Gesamtlänge 1470mm, Lauflänge 1085mm, Kaliber des glatten Laufs 17,7mm, Schlosslänge 163mm, Gewicht 4.319g

Das Infanteriegewehr aus der Werkstatt von A. Göllner in Suhl entstand in den Jahren 1812/13 vermutlich auf Anforderung durch die sächsische Landesregierung. Diese hatte bereits 1812 eine  stattliche Anzahl von Pistolen bei Göllner in Auftrag gegeben und da nach dem katastrophalen Ende des Russlandfeldzuges 1812 dringend Ersatz für neu aufzustellende Truppen dringendst erforderlich war, kam Göllner im noch sächsischen Suhl als Lieferant in Frage.

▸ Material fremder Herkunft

PR #596, opened 2017-04-13
Update manual install instructions

zscholl:
It took me an unreasonable amount of time to figure out how to do a manual splash install. 

I ended up finding [this](https://hub.docker.com/r/scrapinghub/splash/builds/bog9kxd7dpkwkfjjdkyhxd/) build log to figure it out. 

Thought this may benefit others who are looking to manually install splash. This should be moved into a script in the future.

### DIFF
--- a/docs/install.rst
+++ b/docs/install.rst
@@ -77,14 +77,17 @@ Ubuntu 14.04 (manual way)
         $ sudo ./provision.sh install_pyqt5
        
         $ sudo ./provision.sh install_python_deps
-       
-        $ sudo ./provision.sh remove_builddeps
-       
-        $ sudo ./provision.sh remove_extra
-       
+        
         Change back to the parent directory of splash, i.e. `cd ~`
        
         $ sudo pip3 install splash/
+        
+3. **OPTIONAL** Remove packages unecessary for Splash:
+        
+        $ sudo ./provision.sh remove_builddeps
+
+        $ sudo ./provision.sh remove_extra
+
 
 To run the server execute the following command::
 
--- a/docs/install.rst
+++ b/docs/install.rst
@@ -81,12 +81,6 @@ Ubuntu 14.04 (manual way)
         Change back to the parent directory of splash, i.e. `cd ~`
        
         $ sudo pip3 install splash/
-        
-3. **OPTIONAL** Remove packages unnecessary for Splash:
-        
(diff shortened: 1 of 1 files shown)


docs/install.rst
```diff
@@ -56,17 +56,35 @@ OS X + Docker
...
+        
+        $ sudo ./provision.sh install_extra_fonts
+       
+        $ sudo ./provision.sh install_pyqt5
+       
+        $ sudo ./provision.sh install_python_deps
+       
+        $ sudo ./provision.sh remove_builddeps
+       
+        $ sudo ./provision.sh remove_extra
```
kmike: I think remove steps shouldn't be in these docs because they may remove something user installed.

zscholl: Yeah good point, I'll add an "optional" header before those steps.

zscholl: Fixed

kmike: These steps are really aggressive - they are to trim Docker image size. For example, remove_extra removes all man files (documentation) from the system. I think they shouldn't be used on user machines, this is dangerous.

zscholl:
How's that @kmike?

docs/install.rst
```diff
@@ -56,17 +56,32 @@ OS X + Docker
...
+        
+        $ sudo ./provision.sh install_builddeps
+        
+        $ sudo ./provision.sh install_deps
+        
+        $ sudo ./provision.sh install_extra_fonts
+       
+        $ sudo ./provision.sh install_pyqt5
+       
+        $ sudo ./provision.sh install_python_deps
```
kmike: https://github.com/scrapinghub/splash/blob/master/Dockerfile also installs Flash; is there a reason `install_flash` is not in a list?

These commands can be combined in a single command; do you prefer separate provision.sh calls? I don't mind either way.

zscholl: Oops, `install_flash` was omitted by mistake. 

I haven't tested it, but from looking at the script it looks like it will properly operate via:
`sudo ./provision.sh prepare_install install_msfonts install_builddeps install_deps etc..`

That is certainly more elegant, is that what you mean?

kmike: yep!

zscholl:
Alrighty, cool beans. Think that should be good to go!

kmike:
Thanks @zscholl!

PR #601, opened 2017-04-23
typo in index.rst

xioustic:


kmike:
A good catch, thanks @xioustic!

Issue #578, opened 2017-03-13
element:mouse_click() doesn't work when element is not in the page's visible area


stummjr:
I tried executing this:

```splash:select("li.next > a"):mouse_click(10,10)```

But it didn't work because the element wasn't visible in the viewport. This [method's documentation](http://splash.readthedocs.io/en/stable/scripting-element-object.html#element-mouse-click) doesn't mention this constraint, though.

Is there any chance of changing the default behavior to scrolling down to the element when `mouse_click()` is called on it?

kmike:
Fixed by #633.

PR #633, opened 2017-06-30
Element improvements

kmike:
TODO:

* [x] splash.scroll_position
* [x] element:png() and element:jpeg() should work for out-of-window elements;
* [x] element:mouse_click() should work for out-of-window elements (#578);
* [x] element:mouse_hover() should work for out-of-window elements
* [x] updated Element docs
* [x] don't use `.node` everywhere


kmike:
Tests are failing because of #635, but they pass for me locally (with a cached PyQT version), so I'm merging this pull request.

PR #679, opened 2017-09-26
fix doc `sudo provision.sh` => `sudo ./provision.sh`

codenoid:
with `sudo provision.sh` (not executed) => `sudo: provision.sh: command not found`


kmike:
Thanks @codenoid!

PR #713, opened 2018-01-05
Docs : missing /tmp/script.qs file in manual install

yalhyane:
I received the error '/tmp/script.qs file does not exist' when installing Splash manually and running ./provision.sh install_official_qt command


kmike:
Thanks @yalhyane!

PR #749, opened 2018-03-14
status is actually status_code

macarthy:
update to the docs

### DIFF
--- a/docs/scripting-response-object.rst
+++ b/docs/scripting-response-object.rst
@@ -21,7 +21,7 @@ This field is read-only.
 
 .. _splash-response-status:
 
-response.status
+response.status_code
 ---------------
 
 HTTP status code of the response.


kmike:
Hm, I don't think this is correct; there are tests which show that attribute name is "status", not "status_code": https://github.com/scrapinghub/splash/blob/3cba485e603998e6325277d1298e98ace1378f09/splash/tests/test_execute_callbacks.py#L498.

macarthy:
is I try 

`response = requests.get('http://localhost:8050/render.html', params={'url': url, 'wait': 2, 'images': 0})
	return response`

Response has a status_code but not status 

status_code  is in the tests here : 


`

def assertStatusCode(self, response, code):
--
89 | msg = (response.status_code, truncated(response.text, 1000),
90 | response.url)
91 | self.assertEqual(response.status_code, code, msg)

`
and here 

https://github.com/scrapinghub/splash/blob/49f403e723e49d5019dfb2d78d91e75e38ff5cb1/splash/tests/stress.py#L62

kmike:
The documentation you refer to is for a Response object provided by Splash in a Lua script; Response object returned by `requests.get` is privided by requests Python library (we use `requests` only for tests and benchmarks, it is not used in core Splash itself). These are completely different objects, not even the same programming language :)

PR #321, opened 2025-02-14
add ommx-gurobipy-adapter

yuyamashiro:
add ommx-gurobipy-adapter


Shitaro:
Thank you for creating a new adapter with OMMX.
We would like the adapter added to OMMX to be for OSS only.
Therefore, please create a separate repository for the Gurobi adapter.

PR #323, opened 2025-02-14
Revise ommx.v1.ParametricInstnace

termoshtt:
- Revised: https://ommx-en-book--323.org.readthedocs.build/en/323/user_guide/parametric_instance.html (press "d" to show diff)


Shitaro (approved):
LGTM

PR #332, opened 2025-02-25
Add ommx-highs-adapter

Zengor:


NY57 (changes requested):
I would like to ask you to make a few changes.

- Add the string "ommx-highs-adapter" to [this line](https://github.com/Jij-Inc/ommx/blob/a6492364143f24502cff6ac951b5b6000fec0800/python/set-version.py#L97).
- Resolve pyright errors.
- Suggestions below:

NY57 (changes requested):

NY57 (approved):
LGTM!

PR #361, opened 2025-03-13
Add ruamel-yaml to dev dependencies for LSP support

termoshtt:
Follow up of #356 
Since `ruamel` is installed only via the head `script` section of `ci-scripts/setup-python-test-project.py`, but `pylance` does not see it.


konn (approved):
Good catch, thanks!

PR #390, opened 2025-04-07
replace images in introduction

taqro:
In the English version of the document's introduction page, Japanese version images were being used.
Therefore, I replaced them with the following English versions:

- `introduction_01.png`
- `introduction_02.png`
- `introduction_03.png`


NY57 (approved):
LGTM!

PR #462, opened 2025-05-19
Set Google Analytics (GA4) tracking code in Jupyter book

taqro:
I set GA4.


j-i-k-o (approved):
Confirmed 
* `analytics` is set to both English and Japanese notebook
* Build Jupyter Book with `GA_TRACKING_ID` replaced.

PR #565, opened 2025-07-17
Drop `impl Evaluate` for `ommx::v1::*`

termoshtt:


termoshtt:
It is hard to completely remove `v1::*` here.

PR #573, opened 2025-07-24
Error types does not have `#[non_exhaustive]` attribute

termoshtt:


termoshtt:
Though this PR is incompatible to release 2.0.1, we regard this is an hot bug fix of 2.0.0.

PR #799, opened 2026-04-16
Add Propagate trait with unit propagation and Provenance tracking

termoshtt:
## Summary

Implement unit propagation for special constraint types (OneHot, SOS1, Indicator) via a new `Propagate` trait, with atomic `Instance::partial_evaluate`.

### `Propagate` trait

```rust
pub enum PropagateOutcome<T: Propagate> {
    /// Constraint remains active (possibly shrunk / modified).
    Active(T),
    /// Constraint is fully determined by the state. Move to removed set as-is.
    Consumed(T),
    /// Constraint transformed into another type (e.g. Indicator → Constraint).
    /// `original` goes to removed set, `new` is the replacement.
    Transformed { original: T, new: T::Transformed },
}

pub trait Propagate: Sized {
    type Transformed;
    fn propagate(
        self,
        state: &State,
        atol: ATol,
    ) -> Result<(PropagateOutcome<Self>, State)>;
}
```

`Propagate` consumes `self` and returns the outcome + additional variable fixings. Atomicity is the caller's responsibility — individual impls may lose `self` on error (see below for how `Instance` handles this).

### Per-constraint propagation

| Constraint | `Transformed` | Key behaviors |
|-----------|---------------|---------------|
| OneHotConstraint | `()` | var=1 → Consumed (fix rest to 0); all=0 → Err; exactly one unfixed → unit clause (Consumed, fix to 1); otherwise Active (shrunk) |
| Sos1Constraint | `()` | var≠0 → Consumed (fix rest to 0); all=0 → Consumed (vacuous); multiple≠0 → Err; otherwise Active (shrunk) |
| IndicatorConstraint | `IndicatorPromote` | indicator=1 → Transformed (promote inner to regular Constraint); indicator=0 → Consumed; otherwise Active (function partial-evaluated) |

### Atomic `Instance::partial_evaluate`

Since `Propagate::propagate` consumes `self` and loses it on error, Instance-level atomicity is guaranteed via the clone/commit pattern:

```rust
fn partial_evaluate(&mut self, state, atol) -> Result<()> {
    let mut working = self.clone();  // snapshot
    // all fallible operations on `working`:
    working.propagate_special_constraints(...)?;
    working.objective.partial_evaluate(...)?;
    // ...
    *self = working;  // commit atomically
    Ok(())
}
```

On any failure, `self` is unchanged.

### Conflict detection in propagation fixed-point

`merge_state` detects when two propagated fixings disagree (e.g. one says x=0, another x=1 within tolerance) and returns an error rather than silently overwriting.

### Provenance tracking

`ConstraintMetadata.provenance: Option<Provenance>` records that a constraint was promoted from an indicator constraint. Used when indicator=1 triggers the `Transformed` path.

### ID allocation

`ConstraintCollection::unused_id()` allocates a fresh ID (`max(existing id) + 1`, or `0` if empty) for promoted constraints so they don't collide with existing IDs.

### Strict indicator value validation

Indicator variable values are validated to be within tolerance of 0 or 1. Values like `2.0` no longer silently accepted as ON.

## Test plan

- [x] `cargo test -p ommx` — 462 unit tests + 53 doc tests pass
- [x] `cargo clippy -p ommx` — clean
- [x] `cargo fmt --check` — clean
- [x] Tests per constraint type: Active / Consumed / Transformed / error paths
- [x] Indicator: on-promotes, off-consumed, not-fixed partial-eval, on-with-function-partial-eval

### DIFF
--- a/python/ommx-pyscipopt-adapter/tests/test_sos1_partial_evaluate.py
+++ b/python/ommx-pyscipopt-adapter/tests/test_sos1_partial_evaluate.py
@@ -38,9 +38,6 @@ def sos1_instance_setup():
     )
 
 
-@pytest.mark.skip(
-    reason="SOS1 variable partial_evaluate is deferred to the forget phase"
-)
 def test_adapter_handles_sos1_variable_fixed_nonzero(sos1_instance_setup):
     """Test that PySCIPOpt adapter handles instances when SOS1 variable is fixed to non-zero value."""
     instance = sos1_instance_setup
@@ -64,9 +61,6 @@ def test_adapter_handles_sos1_variable_fixed_nonzero(sos1_instance_setup):
     assert fixed_var.value == 5.0, "Fixed variable should have the specified value"
 
 
-@pytest.mark.skip(
-    reason="SOS1 variable partial_evaluate is deferred to the forget phase"
-)
 def test_adapter_handles_sos1_variable_fixed_to_zero(sos1_instance_setup):
     """Test adapter behavior when SOS1 variable is fixed to zero."""
     instance = sos1_instance_setup
--- a/python/ommx/src/constraint.rs
+++ b/python/ommx/src/constraint.rs
@@ -106,6 +106,7 @@ impl Constraint {
                 subscripts,
                 parameters: parameters.into_iter().collect(),
                 description,
+                provenance: None,
             },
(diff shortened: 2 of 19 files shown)


termoshtt:
@codex review

PR #801, opened 2026-04-17
Port QUBO/HUBO and slack helpers to the domain Instance

termoshtt:
## Summary

Step 1 of moving operations off the `v1::*` protobuf types onto the domain `ommx::*` layer. The principle we are working toward is **`v1::*` is IO-only; all mathematical operations live on the domain types**.

This PR:
- Ports four helpers from `v1::Instance` onto `ommx::Instance`:
  - `as_qubo_format`
  - `as_hubo_format`
  - `convert_inequality_to_equality_with_integer_slack`
  - `add_integer_slack_to_inequality`
- Adds `Function::evaluate_bound(&Bounds) -> Bound` (needed by the slack helpers) as `rust/ommx/src/function/evaluate_bound.rs`.
- Rewires the Python bindings in `python/ommx/src/instance.rs` so the four methods call the domain implementations directly instead of round-tripping through `v1::Instance`.
- Fixes `Function::content_factor` for the `Function::Constant` case (`c.inv()` → `c.inv().abs()`) so it returns a positive factor like the `PolynomialBase` path. Without this fix, negative constant constraints would sign-flip when multiplied by the content factor inside the slack helpers.
- Rejects special constraints (Indicator/OneHot/SOS1) in `as_qubo_format` / `as_hubo_format` via `check_capabilities(&empty_set)`, matching the guard pattern already present in `penalty_method`. Without this guard an instance with only special active constraints would silently serialize to a QUBO/HUBO that dropped them. The `slack` helpers operate on the regular constraint ID space only and need no analogous guard.
- Removes the migrated helpers (`as_qubo_format`, `as_hubo_format`, `convert_inequality_to_equality_with_integer_slack`, `add_integer_slack_to_inequality`, `log_encode`) from `v1_ext/instance.rs` since Python no longer calls the v1 copies.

Sein Gewehr zeigt einige Besonderheiten, die an zeitgenössischen Steinschlosswaffen so nicht bekannt sind. Zum einen besitzt der Lauf eine Schwanzschraube, die mit einem nach unten verlängerten Vierkant in eine Bohrung des Schafts eingreift und so das Rückstoßmoment besser verteilt. Zum zweiten ist das Gewehr mit Laufringen ausgestattet, die zur Gewichtserparnis nicht gegossen, sondern aus Messingblech gearbietet wurden. Zum Dritten ist am Schloss eine gegossene Messingpfanne angebracht, die, wenn der Batteriedeckel geschlossen ist, um  den Deckel herum einen erhöhten Rand besitzt, welcher wohl als Regenwasserschutz gedacht war. Weiterhin hat Goellner eine Abzugsschraube und eine Schraube zur Befestigung des Abzugsbügels angebracht, die beide eine gemeinsame Messingunterlage an der linken Schaftseite besitzen. In dieser Form ist das bis heute unikat geblieben.

Da an der Waffe keine staatlichen Abnahmen und auch keine Fertigungs- oder Seriennummer angebracht sind, ist davon auszugehen, dass es sich bei diesem Gewehr um ein unikates Vorlagestück Göllners handelt, mit dem er bei der sächsischen Regierung punkten wollte.